Mereka pasti aman dari gangguan hukum walaupun aturan negara dilanggar. Orang
biasa seperti nenek Minah dan teman-temannya itu, yang hanya melakukan tindakan
pencurian kecil atau kejahatan perdata ringan langsung ditangkap dan
dijebloskan ke penjara. Sedangkan seorang pejabat negara yang melakukan korupsi
uang negara milyaran rupiah dapat berkeliaran dengan bebasnya. Oleh karena itu
perlu adanya reformasi hukum yang dilakukan secara komprehensif mulai dari
tingkat pusat sampai pada tingkat pemerintahan paling bawah dengan melakukan
pembaruan dalam sikap, cara pikir, dan berbagai aspek perilaku masyarakat hukum
kita ke arah kondisi yang sesuai dengan tuntutan perkembangan zaman dan tidak
melupakan aspek kemanusian.
Beberapa kasus
hukum yang banyak disoroti karena dapat dijadikan bukti bahwa di Indonesia
hukum itu tumpul ke atas dan tajam ke bawah. Diantaranya adalah:
1.
Kasus Nenek
Minah asal Banyumas yang divonis 1,5 bulan penjara. Ini adalah salah satu
bentuk ketidak adilan hukum di Indonesia. Kasus ini bermula dari pencurian 3
buah kakao yang dilakukan oleh nenek Minah. Walaupun semua tindakan pencurian
adalah melanggar hukum, namun jangan lupa bahwa hukum juga mempunyai prinsip
kemanusiaan. Bukan memanfaatkan ketidak tahuan dan keawaman tentang hukum dari
nenek Minah.
2.
Kasus pencurian
sendal jepit yang dilakukan oleh seorang anak berusia 15 tahun yang bernama
AAL, karena yang dicuri adalah sendal jepit milik Brigadir (Pol) Ahmad Rusdi,
AAL harus menghadap jerat pasal 362 KUHP dengan ancaman maksimal tuntutan 5
tahun penjara. Selain itu AAL di persidangan bukan hanya membantah telah
mencuri, tetapi juga mendapat tekanan dan penganiayaan saat pemeriksaan oleh
seorang anggota polisi agar mengaku sebagai pelaku pencurian sandal jepit
berwarna putih kusam, seharga 30 ribu. Kasus ini sangat tidak adil rasanya
tidak sebanding dengan ancaman hukuman lima tahun penjara sementara banyak
koruptor yang dihukum hanya 1,5 tahun
bahkan banyak pula yang masih berkeliaran malah tampil menjadi pemimpin di
negara kita, ironis bukan.
3.
Kasus Pasutri
yang mencuri setandang pisang. Supriono dan Sulastri merupakan pasangan suami
istri, ia divonis Pengadilan Negeri Bojonegoro 3,5 bulan karena telah mencuri
setandang pisang di pekarangan rumah tetangganya saat ia akan pergi mencari
hutangan uang untuk membeli makanan. Kemudian dilaporkan ke kepolisian. Kasus
ini menjadi kontroversi, melihat harga pisang tersebut yang hanya 5000 sehingga
si terdakwa sampai diproses di meja hijau. Miris sekali ketika kita melihat
para koruptor yang kasusnya begitu mudah dilupakan oleh aparat penegak hukum.

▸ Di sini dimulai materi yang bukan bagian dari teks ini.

PR #784, opened 2024-02-22
Fix: Stalker disrupts exclusive access by emitting a block event.

saicao:
Stalker generates the block event even when those blocks have exclusive access. This may disrupt the exclusive access when a user handles the block event.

Apalagi kasus yang melibatkan mantan ketua DPRD Bojonegoro, walau ditindak
lanjuti tapi para tersangka tidak dikenai penahanan.
4.
Kasus
pencurian dua buah sabun yang dilakuakan oleh kakek yang bernama Sardjo bin
Raswad. Akibatnya ia merasakan dinginnya sel tahanan selama 14 hari dengan tubuh
rentanya ia harus menjalani sidang bolak-balik dari Tegal ke Cirebon untuk
menebus kesalahannya. Di depan jaksa ia mengaku bersalah, dan khilaf serta
menundukkan kepalanya. Karena ingin membelinya ia tidak mempunyai uang,
sehingga ia tidak membayar barang tersebut ke kasir.
Mengingat dari
apa yang telah disampaikan oleh Bu Zulfa dalam mata kuliah sosiologi hukum,
dari kasus di atas dapat kita tarik kesimpulan bahwasannya dalam menetapkan
hukuman seorang hakim hendaklah mengkaji terlebih dahulu suatu masalah yang
menyebabkan seseorang tersebut terjerat kepada kasus pelanggaran hukum
tersebut. Dalam mengkaji suatu kasus maka hakim dapat melihat dari beberapa
cara pandang , diantaranya yaitu cara pandang :
Normatif, Filosofis, dan Sosiologis.
Dalam aspek normatif
yaitu mengkaji suatu masalah dengan mengarah atau kembali ke Undang-Undang
dalam penerapan sanksinya. Dalam aspek Filosofis, yaitu dalam menetapkan
hukuman maka harus mengkaji berdasarkan nilai yang bersifat abstrak yang ada di
dalam masyarakat seperti keadilan, belas kasihan dalan lain-lain. Sedangkan
dalam aspek Sosiologis, melihat dan menyelidiki mengapa pencurian itu terjadi
atau kasus tersebut diselidiki sebabnya dengan mempertimbangkan aspek sosial
dalam masyarakat.
Sehingga dapat
diperoleh ketika menegakkan hukum jangan hanya menegakkan dengan cara pandang
Normatif saja, melainkan juga harus
melalui cara pandang Filosofis dan Sosiologis. Supaya hukum tidak terkesan
remeh atau murah di hadapan orang yang berkuasa.